▶
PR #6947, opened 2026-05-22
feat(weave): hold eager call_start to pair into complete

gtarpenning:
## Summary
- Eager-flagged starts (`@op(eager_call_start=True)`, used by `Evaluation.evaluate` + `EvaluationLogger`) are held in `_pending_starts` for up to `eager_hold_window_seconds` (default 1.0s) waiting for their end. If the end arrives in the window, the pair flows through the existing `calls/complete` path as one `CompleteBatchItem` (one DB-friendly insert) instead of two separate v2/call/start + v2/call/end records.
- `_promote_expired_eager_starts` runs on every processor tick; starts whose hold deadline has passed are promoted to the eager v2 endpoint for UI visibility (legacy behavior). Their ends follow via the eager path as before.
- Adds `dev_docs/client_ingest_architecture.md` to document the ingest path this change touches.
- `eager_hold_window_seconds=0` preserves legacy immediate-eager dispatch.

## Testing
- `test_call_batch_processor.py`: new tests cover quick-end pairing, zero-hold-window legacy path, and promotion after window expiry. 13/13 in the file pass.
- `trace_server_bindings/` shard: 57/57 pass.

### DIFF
◀
▶
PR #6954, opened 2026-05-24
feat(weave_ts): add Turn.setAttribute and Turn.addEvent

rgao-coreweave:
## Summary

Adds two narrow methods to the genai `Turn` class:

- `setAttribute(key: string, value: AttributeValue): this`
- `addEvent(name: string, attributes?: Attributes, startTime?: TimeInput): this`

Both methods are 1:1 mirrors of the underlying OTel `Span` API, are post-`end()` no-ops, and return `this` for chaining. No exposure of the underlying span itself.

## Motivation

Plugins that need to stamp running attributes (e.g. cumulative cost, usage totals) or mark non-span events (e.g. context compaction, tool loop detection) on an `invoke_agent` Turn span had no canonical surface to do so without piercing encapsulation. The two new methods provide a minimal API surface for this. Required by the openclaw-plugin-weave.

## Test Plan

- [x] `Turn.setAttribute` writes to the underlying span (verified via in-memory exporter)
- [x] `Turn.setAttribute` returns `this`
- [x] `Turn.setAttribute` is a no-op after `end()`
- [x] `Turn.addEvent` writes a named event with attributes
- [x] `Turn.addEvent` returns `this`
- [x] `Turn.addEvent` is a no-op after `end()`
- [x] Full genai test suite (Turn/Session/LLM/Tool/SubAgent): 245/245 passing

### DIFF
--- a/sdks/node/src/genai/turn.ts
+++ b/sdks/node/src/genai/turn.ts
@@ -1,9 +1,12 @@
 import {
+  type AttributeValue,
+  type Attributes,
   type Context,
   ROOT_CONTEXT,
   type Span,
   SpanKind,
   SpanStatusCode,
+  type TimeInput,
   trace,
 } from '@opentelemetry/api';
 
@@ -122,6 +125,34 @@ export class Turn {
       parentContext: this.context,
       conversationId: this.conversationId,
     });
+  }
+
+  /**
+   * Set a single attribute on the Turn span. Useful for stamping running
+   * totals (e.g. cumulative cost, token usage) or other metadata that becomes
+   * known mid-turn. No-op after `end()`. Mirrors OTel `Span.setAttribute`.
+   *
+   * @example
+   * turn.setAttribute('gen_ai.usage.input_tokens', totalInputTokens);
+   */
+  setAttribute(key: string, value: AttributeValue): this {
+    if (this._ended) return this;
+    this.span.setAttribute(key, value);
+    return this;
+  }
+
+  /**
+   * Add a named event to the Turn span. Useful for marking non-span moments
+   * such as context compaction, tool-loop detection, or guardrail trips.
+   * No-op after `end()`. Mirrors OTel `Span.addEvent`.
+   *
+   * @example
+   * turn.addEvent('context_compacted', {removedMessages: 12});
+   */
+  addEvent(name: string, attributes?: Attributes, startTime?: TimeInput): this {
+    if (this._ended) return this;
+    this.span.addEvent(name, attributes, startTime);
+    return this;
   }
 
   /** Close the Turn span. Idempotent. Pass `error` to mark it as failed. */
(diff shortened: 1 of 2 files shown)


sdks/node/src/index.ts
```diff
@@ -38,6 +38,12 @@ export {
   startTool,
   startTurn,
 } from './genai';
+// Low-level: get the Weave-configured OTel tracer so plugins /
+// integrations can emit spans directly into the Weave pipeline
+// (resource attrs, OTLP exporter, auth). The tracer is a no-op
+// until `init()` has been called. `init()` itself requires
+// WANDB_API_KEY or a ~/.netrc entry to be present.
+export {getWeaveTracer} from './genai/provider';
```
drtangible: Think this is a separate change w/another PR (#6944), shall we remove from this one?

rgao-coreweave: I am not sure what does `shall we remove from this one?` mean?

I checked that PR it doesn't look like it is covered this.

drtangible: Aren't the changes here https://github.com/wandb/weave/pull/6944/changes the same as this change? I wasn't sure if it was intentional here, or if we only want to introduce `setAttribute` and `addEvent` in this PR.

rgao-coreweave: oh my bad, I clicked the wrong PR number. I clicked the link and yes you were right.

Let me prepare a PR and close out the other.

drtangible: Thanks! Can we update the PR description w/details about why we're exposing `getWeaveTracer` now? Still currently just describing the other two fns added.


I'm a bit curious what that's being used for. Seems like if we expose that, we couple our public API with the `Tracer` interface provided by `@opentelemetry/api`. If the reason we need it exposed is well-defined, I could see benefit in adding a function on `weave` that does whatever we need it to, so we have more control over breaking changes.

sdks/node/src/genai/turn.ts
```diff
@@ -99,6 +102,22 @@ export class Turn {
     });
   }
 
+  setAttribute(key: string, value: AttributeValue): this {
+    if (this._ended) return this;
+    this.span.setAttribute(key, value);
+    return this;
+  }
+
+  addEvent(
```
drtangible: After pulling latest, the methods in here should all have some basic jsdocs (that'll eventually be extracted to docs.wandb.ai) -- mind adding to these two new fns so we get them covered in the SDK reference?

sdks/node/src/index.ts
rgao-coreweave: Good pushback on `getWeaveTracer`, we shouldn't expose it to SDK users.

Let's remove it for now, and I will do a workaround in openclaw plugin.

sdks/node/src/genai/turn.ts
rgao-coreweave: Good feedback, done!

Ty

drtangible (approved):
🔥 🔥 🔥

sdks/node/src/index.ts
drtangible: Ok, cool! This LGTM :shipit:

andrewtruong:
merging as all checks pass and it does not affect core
◀
_WHAT THE TASK REQUIRES:_
Search the data for "getWeaveTracer". Copy every matching line.

_EXERCISE RESULT:_
+export {getWeaveTracer} from './genai/provider';
drtangible: Thanks! Can we update the PR description w/details about why we're exposing `getWeaveTracer` now? Still currently just describing the other two fns added.
rgao-coreweave: Good pushback on `getWeaveTracer`, we shouldn't expose it to SDK users.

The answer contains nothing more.